The backend uses a package-first review pipeline so OMA agents can run with bounded context:

  1. Static review classifies changed files, scores priority, and extracts evidence signals.
  2. A token-aware review package keeps compact diff slices for the highest-priority files and records omitted files explicitly.
  3. Each reviewer gets an independent scope with allowed files, search scopes, and tool budgets.
  4. Repo tools enforce those scopes in code, so agents cannot broaden into full-repository reads by prompt alone.
  5. The coordinator synthesizes scoped reviewer outputs into structured findings.

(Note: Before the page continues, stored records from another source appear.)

PR #362, opened 2026-07-28
[BLOCKER LoF] Make retired-slot activation intents one-shot

aeyakovenko:
## What changed

Bind every retired-slot `ACTIVATE` intent to the lifecycle retirement that made the slot reusable. The signed intent slot must be nonzero, no later than the authenticated Clock slot, and strictly later than the asset's recorded retirement slot. The guard runs before fee transfer or state mutation for both permissionless reuse and privileged/marketauth reactivation.

This is wire-compatible and does not change persisted layouts.

## Public exploit

An honest creator could sign two fee-bump transaction variants carrying the same permissionless activation intent. After one variant landed and paid the activation fee, the asset could be retired normally. A relayer could then land the retained variant during the recent-blockhash window, charging the creator a second time and installing stale authority/price material into a new asset generation.

The LiteSVM regression uses only public instructions, real SPL token accounts, normal lifecycle transitions, and retained signed transaction bytes. On exact parent `36fa587e1424a8c7fdde2c701c10938188a51876`, RED commit `3ec400f7bc690a7949976ce37409b58d2f9b9c43` reproduces the second debit. Fix commit `21a7f09f` rejects it atomically while preserving delayed/out-of-order landing within the intended retired generation.

This is distinct from mutable fee consent (#314) and shutdown generation binding (#315): it prevents replay of the same valid activation consent across successive asset generations.

## Verification

- `cargo test --all-targets -- --test-threads=1`: 6 unit + 566 LiteSVM/CU tests pass
- Focused public replay regression passes
- All 41 Kani harnesses pass with unwinding checks enabled: 36 at checked bound 17, 4 aggregate decode harnesses at 34, and the 3x32-byte hybrid decode harness at 98
- Program and all matcher SBF fixtures build
- `cargo fmt --check`
- `git diff --check`

### DIFF
--- a/src/v16_program.rs
+++ b/src/v16_program.rs
@@ -4334,6 +4334,16 @@ pub mod processor {
         Clock::get().map(|c| c.slot).unwrap_or(fallback_slot)
     }
 
+    #[doc(hidden)]
+    #[inline]
+    pub fn activation_intent_slot_is_fresh(
+        intent_slot: u64,
+        authenticated_slot: u64,
+        retired_slot: u64,
+    ) -> bool {
+        intent_slot != 0 && intent_slot <= authenticated_slot && intent_slot > retired_slot
+    }
+
     fn authenticated_market_slot_or_fallback_view(group: &state::MarketViewMutV16<'_>) -> u64 {
         core::cmp::max(
             Clock::get()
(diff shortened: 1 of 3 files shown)


aeyakovenko:
Clean-room validation against current Meta pins confirms this is real extractable LoF, not only a forced second protocol donation.

Meta draft PR: https://github.com/aeyakovenko/percolator-meta/pull/394
Meta commit: https://github.com/aeyakovenko/percolator-meta/commit/46b4c4f43b05d36e9fb5e93b162920bc18e0c3ee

Keep PR_COPILOT_REVIEW_MAX_CONCURRENCY=1 for conservative providers. Raise it cautiously after confirming the selected model can handle the scoped parallel request load.

Quick Start

Create .env.local in the repository root:

OPENAI_API_KEY=your-api-key
OPENAI_BASE_URL=https://api.openai.com/v1
OPENAI_MODEL=gpt-4o
GITHUB_TOKEN=your-github-token
PORT=8000
PR_COPILOT_STORAGE_DIR=~/.pr-copilot
PR_COPILOT_REVIEW_MAX_CONCURRENCY=1

Install dependencies:

npm install
npm install --prefix server
npm install --prefix frontend

Run both backend and frontend:

npm run dev

Run separately:

npm run dev:server
npm run dev:frontend

Frontend: http://localhost:5173
Backend: http://localhost:8000

API Smoke

curl -X POST http://localhost:8000/api/pr/context \
  -H "Content-Type: application/json" \
  -d "{\"pr_url\":\"https://github.com/OWNER/REPO/pull/NUMBER\"}"
curl -X POST http://localhost:8000/api/review/runs \
  -H "Content-Type: application/json" \
  -d "{\"context_id\":\"CONTEXT_ID\",\"pr_context\":{...}}"

WebSocket:

const ws = new WebSocket("ws://localhost:8000/ws/review-runs/RUN_ID")

Events use:

{ "event_id": "...", "run_id": "...", "type": "run.completed", "sequence": 1, "created_at": "...", "payload": {} }

Verification

cd server && npm test
cd server && npm run lint
cd frontend && npm run build

Git Workflow

  • main: never push directly. Use PRs and team review.
  • Liziark: direct push is allowed. Develop here first, then open a PR to main.
  • PR descriptions must include what changed, what was implemented, what was fixed, tests, and verification.